• **DATA SUPPLIED**
PR #572, opened 2021-06-01
allow modification of Replica1 type to Replica2 or Replica3

amarts:
Along with it, fix a bug which resulted in array index out of range.

### DIFF
--- a/operator/main.py
+++ b/operator/main.py
@@ -561,7 +561,7 @@ def handle_added(core_v1_client, obj):
 
     # Generate Node ID for each storage device.
     for idx, _ in enumerate(obj["spec"]["storage"]):
-        obj["spec"]["storage"][idx]["node_id"] = str(uuid.uuid1())
+        obj["spec"]["storage"][idx]["node_id"] = "node-%d" % idx
 
     update_config_map(core_v1_client, obj)
     deploy_server_pods(obj)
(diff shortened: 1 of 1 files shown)


operator/main.py
```diff
@@ -604,7 +595,8 @@ def handle_modified(core_v1_client, obj):
 
     # Set Node ID for each storage device from configmap
     for idx, _ in enumerate(obj["spec"]["storage"]):
-        obj["spec"]["storage"][idx]["node_id"] = cfgmap["bricks"][idx]["node_id"]
+        if not obj["spec"]["storage"][idx].get("node_id", None):
```
leelavg: Will it always be None? (or) something like `node_id = cfgmap["bricks"][idx].get("node_id") or str(uuid.uuid1())` would be better ig.

leelavg (commented):
Minor comment

operator/main.py
amarts: The bug fixed here is to not have `idx` on cfgmap['bricks'].

The usecase is this: I had a config with type ReplicaX/Disperse., with say M nodes. Now, I added X nodes, and did `kubeclt apply`. At this time, cfgmap entry would have say M entries, and obj would have M+X entries. Hence the out of range. 

But thinking more on this, everytime the config changes, the node_id changes. But considering it gets used in server config properly as server pods gets restarted, it is OK for us for now.

leelavg (approved):
LGTM

PR #580, opened 2021-06-21
Add link to latest artifacts

aravindavk:
Github provides URL alias to the latest releases.

```
https://github.com/[USER]/[REPO]/releases/latest/download/[FILENAME]
```

### DIFF
--- a/doc/quick-start.adoc
+++ b/doc/quick-start.adoc
@@ -6,7 +6,8 @@ Download the latest release of Kadalu Kubectl plugin using,
 
 [source,console]
 ----
-curl -LO https://github.com/kadalu/kadalu/releases/download/0.8.2/kubectl-kadalu
+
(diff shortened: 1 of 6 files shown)


doc/quick-start.adoc
```diff
@@ -6,7 +6,8 @@ Download the latest release of Kadalu Kubectl plugin using,
 
 [source,console]
 ----
-curl -LO https://github.com/kadalu/kadalu/releases/download/0.8.2/kubectl-kadalu
+
```
amarts, line 9: This is very important. Thanks for this.

While at it (or later), can we merge below 20+ lines and make a single block which can be copy pasted in one shot? This helps to make steps easier for people going through docs, mainly because the steps are self-explanatory, and the extra sentences are not adding any value.

amarts (approved):

leelavg (approved):
I think with this change we can remove stale gh-pages branch as well?

PR #581, opened 2021-06-21
remove dependency on pypi docker image

amarts:
* pypi images were added to save time to build on arm platform
  (specially for grpcio package). In latest versions, we see that
  it is taking just 2 mins, instead of 90mins. Hence its good to
  remove the dependency (and keep minimum variables)
* Also add a release tag to builder image, so we can debug it if
  needed.

### DIFF
--- a/.github/workflows/on-demand-pypi-source-push.yml
+++ b/.github/workflows/on-demand-pypi-source-push.yml
@@ -1,4 +1,4 @@
-name: Release
+name: PyPi images
 
 on:
   # Allow to run this workflow manually from the Actions tab
--- a/.github/workflows/on-release-tag.yml
+++ b/.github/workflows/on-release-tag.yml
@@ -1,4 +1,4 @@
-name: Release
+name: "On Release"
 
 on:
   push:
@@ -112,6 +112,7 @@ jobs:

• **YOUR OBJECTIVE**
Please transcribe the material above precisely as it stands.

• **ANSWER SPACE**
PR #572, opened 2021-06-01
allow modification of Replica1 type to Replica2 or Replica3

amarts:
Along with it, fix a bug which resulted in array index out of range.

### DIFF
--- a/operator/main.py
+++ b/operator/main.py
@@ -561,7 +561,7 @@ def handle_added(core_v1_client, obj):
 
     # Generate Node ID for each storage device.
     for idx, _ in enumerate(obj["spec"]["storage"]):
-        obj["spec"]["storage"][idx]["node_id"] = str(uuid.uuid1())
+        obj["spec"]["storage"][idx]["node_id"] = "node-%d" % idx
 
     update_config_map(core_v1_client, obj)
     deploy_server_pods(obj)
(diff shortened: 1 of 1 files shown)


operator/main.py
```diff
@@ -604,7 +595,8 @@ def handle_modified(core_v1_client, obj):
 
     # Set Node ID for each storage device from configmap
     for idx, _ in enumerate(obj["spec"]["storage"]):
-        obj["spec"]["storage"][idx]["node_id"] = cfgmap["bricks"][idx]["node_id"]
+        if not obj["spec"]["storage"][idx].get("node_id", None):
```
leelavg: Will it always be None? (or) something like `node_id = cfgmap["bricks"][idx].get("node_id") or str(uuid.uuid1())` would be better ig.

leelavg (commented):
Minor comment

operator/main.py
amarts: The bug fixed here is to not have `idx` on cfgmap['bricks'].

The usecase is this: I had a config with type ReplicaX/Disperse., with say M nodes. Now, I added X nodes, and did `kubeclt apply`. At this time, cfgmap entry would have say M entries, and obj would have M+X entries. Hence the out of range. 

But thinking more on this, everytime the config changes, the node_id changes. But considering it gets used in server config properly as server pods gets restarted, it is OK for us for now.

leelavg (approved):
LGTM

PR #580, opened 2021-06-21
Add link to latest artifacts

aravindavk:
Github provides URL alias to the latest releases.

```
https://github.com/[USER]/[REPO]/releases/latest/download/[FILENAME]
```

### DIFF
--- a/doc/quick-start.adoc
+++ b/doc/quick-start.adoc
@@ -6,7 +6,8 @@ Download the latest release of Kadalu Kubectl plugin using,
 
 [source,console]
 ----
-curl -LO https://github.com/kadalu/kadalu/releases/download/0.8.2/kubectl-kadalu
+
(diff shortened: 1 of 6 files shown)


doc/quick-start.adoc
```diff
@@ -6,7 +6,8 @@ Download the latest release of Kadalu Kubectl plugin using,
 
 [source,console]
 ----
-curl -LO https://github.com/kadalu/kadalu/releases/download/0.8.2/kubectl-kadalu
+
```
amarts, line 9: This is very important. Thanks for this.

While at it (or later), can we merge below 20+ lines and make a single block which can be copy pasted in one shot? This helps to make steps easier for people going through docs, mainly because the steps are self-explanatory, and the extra sentences are not adding any value.

amarts (approved):

leelavg (approved):
I think with this change we can remove stale gh-pages branch as well?

PR #581, opened 2021-06-21
remove dependency on pypi docker image

amarts:
* pypi images were added to save time to build on arm platform
  (specially for grpcio package). In latest versions, we see that
  it is taking just 2 mins, instead of 90mins. Hence its good to
  remove the dependency (and keep minimum variables)
* Also add a release tag to builder image, so we can debug it if
  needed.

### DIFF
--- a/.github/workflows/on-demand-pypi-source-push.yml
+++ b/.github/workflows/on-demand-pypi-source-push.yml
@@ -1,4 +1,4 @@
-name: Release
+name: PyPi images
 
 on:
   # Allow to run this workflow manually from the Actions tab
--- a/.github/workflows/on-release-tag.yml
+++ b/.github/workflows/on-release-tag.yml
@@ -1,4 +1,4 @@
-name: Release
+name: "On Release"
 
 on:
   push:
@@ -112,6 +112,7 @@ jobs:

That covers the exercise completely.